Biocrusts have many benefits, not only to drylands but also to human health, explains study leader Austin Rutherford, a doctoral student in the University of Arizona’s School of Natural Resources and the Environment.
“They stabilize the soil against erosion, and they reduce the occurrence and impact of dust storms, which are a human health issue, as airborne particles can affect people suffering from asthma and other respiratory problems,” he says. “And now that we are finding that we are losing some of these organisms that make up that soil surface to climate change, we have reason to believe that the loss may have drastic consequences for future climate.”
Arid and semiarid ecosystems are expected to experience significant changes in temperature and precipitation patterns, which may affect soil organisms in ways that cause surfaces to become lighter in color and thus reflect more sunlight, according to the new study, published in the journal Scientific Reports.
This change will bounce more energy back into the atmosphere, which, considering that drylands make up more than 40 percent of the Earth’s land surface, can alter global climate.

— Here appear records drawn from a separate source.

PR #652, opened 2019-02-15
MPI Point-to-Point Refactoring + New Periodic BC

### LINKED ISSUE #252: Order of parallel communication
While working on the turbo features Salvo and I noticed that there is currently a problem with the order of the communication (i.e. the order in which we loop through the SEND_RECEIVE markers.)

In the code we always have loops like this

```
for (iMarker = 0; iMarker < config->GetnMarker_All(); iMarker++) {

    if ((config->GetMarker_All_KindBC(iMarker) == SEND_RECEIVE) &&
        (config->GetMarker_All_SendRecv(iMarker) > 0)) {

...
```

This way the send/receive involving the periodic boundaries is always done **before** the send/receive  involving the boundaries related to the parallel partitioning (this is because the periodic structure is created before the partitioning is done).  Hence the wrong values are send to the periodic ghost cells.

An easy solution is to change the order of the loop, i.e.

```
for (iMarker = config->GetnMarker_All() - 1; iMarker >= 0; iMarker--) {

    if ((config->GetMarker_All_KindBC(iMarker) == SEND_RECEIVE) &&
        (config->GetMarker_All_SendRecv(iMarker) > 0)) {

...
```

Since I am not completely sure whether this is a valid solution (I dont know if this gives performance issues or will break something else) I opened this as an issue.

Related to this I would also suggest to maybe implement a general send/recv routine that every class can use, because all these SendReceive_\* and Set_MPI_\* routines do essentially the same at the moment (just with different data).

### LINKED ISSUE #416: Current status of periodic BCs
Dear developers,

I would like to know about the current status of Periodic BCs in SU2? Anyone working on this topic? For instance, it is working for single periodic BCs, for example, spanwise direction of a 3D channel?

Regards,

Eduardo Molina

### LINKED ISSUE #431: Segfault when running problem with periodic boundary conditions

### LINKED ISSUE #550: MPI Failure when Running with 16+ Cores
I've recently run into a problem with periodic geometry when I run a RANS problem on 16 cores or more (256+ MPI tasks).  While initializing the Jacobian structure for the turbulence model, I run into one of two errors, depending on the core count.

The first error results in the following error message:
```
Fatal error in MPI_Sendrecv: Message truncated, error stack:
MPI_Sendrecv(249).................: MPI_Sendrecv(sbuf=0x2ee74f0, scount=10, MPI_DOUBLE, dest=19, stag=0, rbuf=0x2ee68e0, rcount=385, MPI_MPIDI_CH3U_Receive_data_found(144): Message from rank 25 and tag 0 truncated; 3200 bytes received but buffer size is 3080
aborting job
```

The second error just leads to the solver hanging indefinitely at the `Initialize Jacobian structure (SA model)` step.  I'm guessing that an MPI send/receive is left dangling.

I have not seen these problems at lower core counts (2-4 cores with 2-32 MPI tasks).

**The errors seem to be tied to the way the periodic send/receives are set up.** If I change the periodic boundaries to far-field boundaries, the error vanishes.

I've also done a lot of work to weed out possible causes:

+ I've generated the meshes using both `SU2_MSH` and the `su2perio` Fortran tool.
+ I've run this on two different supercomputers, with different MPI builds.
+ I've tested multiple different meshes with different resolutions.
+ I've tried changing the RANS model and steady/unsteady options.
+ I've even used a different solver (our hybrid solver) that's completely independent of the RANS solver classes.  Same error.
+ The problem occurs whether you're restarting or starting without a restart file.

I've got a minimal example that you can use to test this for yourself, in the attached files.  It should be self-explanatory.

[MPI_Failure_Example.tar.gz](https://github.com/su2code/SU2/files/2167185/MPI_Failure_Example.tar.gz)

economon:
## Proposed Changes
 
This is one for v7 and needs some testing. This PR contains a complete refactoring of the point-to-point MPI infrastructure and an entirely new implementation of the periodic BC for the FV solvers.

For the MPI refactoring:
- All calls are abstracted to parent classes (geometry, solver, matrix), meaning we will remove all Set_MPI_* routines.
- Point-to-point comms are all non-blocking calls that have been separated into InitiateComms() & CompleteComms(), so that, in theory, they can be overlapped with computation where possible. It would also be possible now to group the comms into larger messages easily. These optimizations are a next step (not for this PR).
- Persistent communication schedules and memory are used throughout the calculation.
- Results are the same, this is just a refactoring to improve performance, scalability, etc. while making the code much simpler and separating the periodic part.

For the periodic BC:
- No longer need a preprocessing with SU2_MSH - use the original grid and just call SU2_CFD.
- Adjacent periodic faces are now possible, e.g., triply-periodic cube.
- Concept is now based on completing the residuals from partial control volumes on either side of a periodic face instead of creating extra halo cells.
- All periodic comms have been separated from the MPI point-to-point comms and are performed first for consistency.

In a follow-up PR, I will remove many lines of code that are no longer needed (all Set_MPI_* routines, many outdated geometry routines, etc.)

## Related Work

~~I could use some help with testing this one, in particular the rotational periodicity, which might still need some changes. Unfortunately, I do not have the original meshes for the periodic cases in the repo that are failing (other than Poiseuille)..~~

~~@salvovitale @LaSerpe @arubino: do you have the original grids for the periodic cases before adding the halos with SU2_MSH? I would like to make sure that everything is working ok for all previous capability.~~

All periodic meshes in the regressions have been updated for the new periodic BC, and a python script has been added to remove halo cells from old meshes that were preprocessed with SU2_MSH for the previous periodic BC implementation.

Resolves #550 
Resolves #431 
Resolves #416 
Resolves #252 

## PR Checklist


LaSerpe:
Hi Tom,

I just have the mesh for the LS89 test case in the NICFD folder.
(Apparently, I had to change the extension to attach the file here but just revert it to .su2).
Let me know.

Giulio

[mesh_vki_turbine_prepbc.txt](https://github.com/su2code/SU2/files/2871791/mesh_vki_turbine_prepbc.txt)

EduardoMolina:
Hi Tom, 

I will be very happy to review and run a couple of cases! When do you plan to merge this PR? I might need some days.
Thanks.
Eduardo

SU2_CFD/src/solver_direct_mean_inc.cpp
```diff
@@ -4560,20 +4751,29 @@ void CIncEulerSolver::SetPrimitive_Gradient_LS(CGeometry *geometry, CConfig *con
...
     
-    AD::SetPreaccOut(node[iPoint]->GetGradient_Primitive(), nPrimVarGrad, nDim);
-    AD::EndPreacc();
+    for (iVar = 0; iVar < nPrimVarGrad; iVar++) {
+      for (iDim = 0; iDim < nDim; iDim++) {
+        node[iPoint]->SetGradient_Primitive(iVar, iDim, Cvector[iVar][iDim]);
+      }
+    }
+    
+    //    AD::SetPreaccOut(node[iPoint]->GetGradient_Primitive(), nPrimVarGrad, nDim);
```
pcarruscag: Any issues with the pre accumulation?

economon:
@LaSerpe : thanks for the mesh!

@EduardoMolina : no huge rush on merging this one.. we should make sure everything is working ok. It would be very helpful if you can take a look at the Taylor-Green Vortex case again, like we looked at before, now that the parallelization is improved. The option to run is still there (TGV = YES), and I think you already have the meshes..

@pcarruscag : thanks for the comments (will address soon). Also, thanks for the reminder about the pre-accumulation. I disabled that since I had to rework the least squares routines for the periodic BC and I did not turn it back on. The variables may need to be adjusted now though

TobiKattmann:
Small thing I just noticed: 
In config_structure.cpp l. 439+400 Periodic_Translate = NULL; etc. are set. This exact initialization to NULL is repeated 2 times l. 448-450 and l. 542+543. 
As this code is not part of this PR I couldn't commend directly in the code.

SU2_CFD/src/output_structure.cpp
```diff
@@ -13389,6 +13514,30 @@ void COutput::LoadLocalData_IncFlow(CConfig *config, CGeometry *geometry, CSolve
...
+      nVar_Par += 3;
+      Variable_Names.push_back("error_vel_x");
+      Variable_Names.push_back("error_vel_y");
+      Variable_Names.push_back("error_pressure");
+      
+    }
+    
     if (wrt_cp) {
       nVar_Par += 1;
       Variable_Names.push_back("Specific_Heat");
```
TobiKattmann: This push_back of cp and thermal conductivity should move up 25 lines below the variable_density conditional in order to match with the order below where the values are written.

economon:
> Small thing I just noticed:
> In config_structure.cpp l. 439+400 Periodic_Translate = NULL; etc. are set. This exact initialization to NULL is repeated 2 times l. 448-450 and l. 542+543.
> As this code is not part of this PR I couldn't commend directly in the code.

Thanks @TobiKattmann : fixed.

Common/src/geometry_structure.cpp
```diff
@@ -16064,6 +17403,288 @@ void CPhysicalGeometry::MatchActuator_Disk(CConfig *config) {
...
+          
+          if (node[iPoint]->GetDomain()) {
+            
+            /*--- Coordinates of the boundary point ---*/
+            
+            Coord_i = node[iPoint]->GetCoord(); mindist = 1E6; pProcessor = 0; pPoint = 0;
+            
+            /*--- Loop over all the boundaries to find the pair ---*/
+            for (iProcessor = 0; iProcessor < nProcessor; iProcessor++)
+              for (jVertex = 0; jVertex < Buffer_Receive_nVertex[iProcessor]; jVertex++) {
```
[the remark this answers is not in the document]
economon: I cleaned up this entire routine and added better comments. The cost is not a bottleneck for the foreseeable future. The data gathered for the periodic markers on each rank is typically very small relative to the volume grid data. In addition, we also perform this search only for two matching periodic markers at a time, rather than all markers at once, which also helps keep the cost down.

Common/src/geometry_structure.cpp
```diff
@@ -16064,6 +17403,288 @@ void CPhysicalGeometry::MatchActuator_Disk(CConfig *config) {
...
+                  dist = 0.0; for (iDim = 0; iDim < nDim; iDim++) {
+                    Coord_j[iDim] = Buffer_Receive_Coord[(iProcessor*MaxLocalVertex_Periodic+jVertex)*nDim+iDim];
+                    dist += pow(Coord_j[iDim]-rotCoord[iDim],2.0);
+                  } dist = sqrt(dist);
+                  
+                  if (((dist < mindist) && (iProcessor != rank)) ||
+                      ((dist < mindist) && (iProcessor == rank) && (jPoint != iPoint))) {
+                    mindist = dist; pProcessor = iProcessor; pPoint = jPoint; pPointGlobal = jPointGlobal;
+                    pVertex = jVertex_; pMarker = jMarker;
+                    if (dist == 0.0) break;
```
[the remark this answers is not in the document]
economon: I ended up removing that check entirely, since the cost is not prohibitive (it wasn't doing much), and we don't want to have an arbitrary tolerance that might cause us to find the wrong points if it is too large.

SU2_CFD/src/solver_direct_mean_inc.cpp
economon: For now, I have removed the preaccumulation calls entirely. The reason is that I have reworked the least-squares gradient calculation in order to be compliant with the new periodic BCs. In doing so, I have divided the routine into multiple loops over the nodes, and I do not think it is suitable for using preaccum. as we were before.

economon:
This PR is ready from my point of view. All periodic / turbomachinery meshes and regressions have been updated (thanks @salvovitale), and I can confirm they converge with the new periodic implementation. Only a few other regression tests needed to be updated due to the refactoring of the MPI, but they were very minor.

If the tests pass, then I recommend we merge very soon. Any final comments or reviews are most welcome.

SU2_CFD/src/solver_direct_mean_inc.cpp
pcarruscag: Do you know what is the effect on the memory footprint of the discrete adjoint?

Common/src/geometry_structure.cpp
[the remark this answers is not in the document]
pcarruscag: Yes I suppose one could even break the periodic boundaries in multiple markers, in any case it is nice when quadratic complexity can be avoided.

Common/src/geometry_structure.cpp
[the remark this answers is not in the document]
pcarruscag: It does not need to be arbitrary, it can be a fraction of the local cell sizes.

EduardoMolina:
Hi Tom,

Thanks for this great PR. I have two notes:
a) I have one grid (flow around a high lift airfoil) where the periodic boundaries are not placed  entirely on fix plane, like y=0.0, but on a very small value and fluctuates around, i.e. y~1.e-5. Now, many bad match points are found in the last commit of this PR. Previously, I was able to run the same mesh in a different commit. Do you change the tolerance of the search algorithm? Or I need to make sure now that all the periodic BC nodes must be placed on a fix plane.
b) I would like to share the results of the Taylor Green Vortex with the community. Indeed, the results are good and they are comparable with the reference DNS solution. 
SU2_TGV_DissipationRate

Thank you one more time.

Best,

Eduardo

SU2_CFD/src/driver_structure.cpp
```diff
@@ -186,7 +186,30 @@ CDriver::CDriver(char* confFile,
...
       }
-
+      
+      /*--- If we have any periodic markers in this calculation, we must
+       match the periodic points found on both sides of the periodic BC.
+       Note that the current implementation requires a 1-to-1 matching of
+       periodic points on the pair of periodic faces after the translation
+       or rotation is taken into account. ---*/
+      
+      if (config_container[iZone]->GetnMarker_Periodic() != 0) {
```
EduardoMolina: This part will create a segmentation fault when using the DG solver.  I think we can add "&& !fem_solver" in the if statement of line 196.

economon:
@EduardoMolina : Nice results! Thanks for the comments. You are seeing more warnings bc I did in fact change the tolerance that controls the warning. But, note that this tolerance only controls when to print the warnings, so the matches should have still be the same (nearest neighbor after transformation). 

The reason is that the new implementation assumes a 1-to-1 matching of the nodes and surface elements on either side of the periodic face. To be consistent, the points/faces on either side should match exactly so that they can be summed into a complete dual control volume (this assumption is made in the implementation and the partial residuals are summed as such).

Nice catch on the fem_solver check. I will add that to the conditional.

Thanks for the review @rsanfer. I will submit the final version shortly and if the tests pass, I would propose we merge this one first, if alright with @pcarruscag (the reason being that I would likely need your help to update the implementation for templating in the end anyway :) ).

economon:
Thanks for the input, everyone. Time to finally merge this one.

@pcarruscag : let's finish up #653 as a next step and get that merged asap. I can help fix up any conflicts in the matrix classes.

“The discovery that climate-change impacts on biocrusts could feedback to future climate is a critical factor that hasn’t been considered in the past,” says Rutherford, who did much of the data collection on this project while working for the US Geological Survey. “This information is an important step in understanding dryland climate, and may be helpful in developing future global climate models.”
Rutherford and his coworkers created outdoor testing plots located on the Colorado Plateau, where large squares of biocrusts were exposed to different warming and precipitation factors over time.
The researchers not only looked at how the biocrusts responded, but also measured the amount of energy that the different biocrust communities reflected back into the atmosphere relative to how much energy came in from the sun. This effect is known as albedo.
The study is the first to quantify the albedo on a small scale in the context of other characteristics such as biocrust cover, soil moisture, and the roughness of the soil cover.
“Unlike previous studies that examine large expansive areas using remote sensing data,” Rutherford explains, “we brought it down to the small scale and studied the finer processes that might be influencing the change in albedo.”
Warming and watering treatments had large impacts on biocrust communities, transforming them from the dark to light-colored communities, and causing energy that previously was absorbed by the dark surfaces to reflect back into the atmosphere. These factors led to large increases in albedo and may represent a previously unidentified effect on future climate by slowing how fast the Earth warms.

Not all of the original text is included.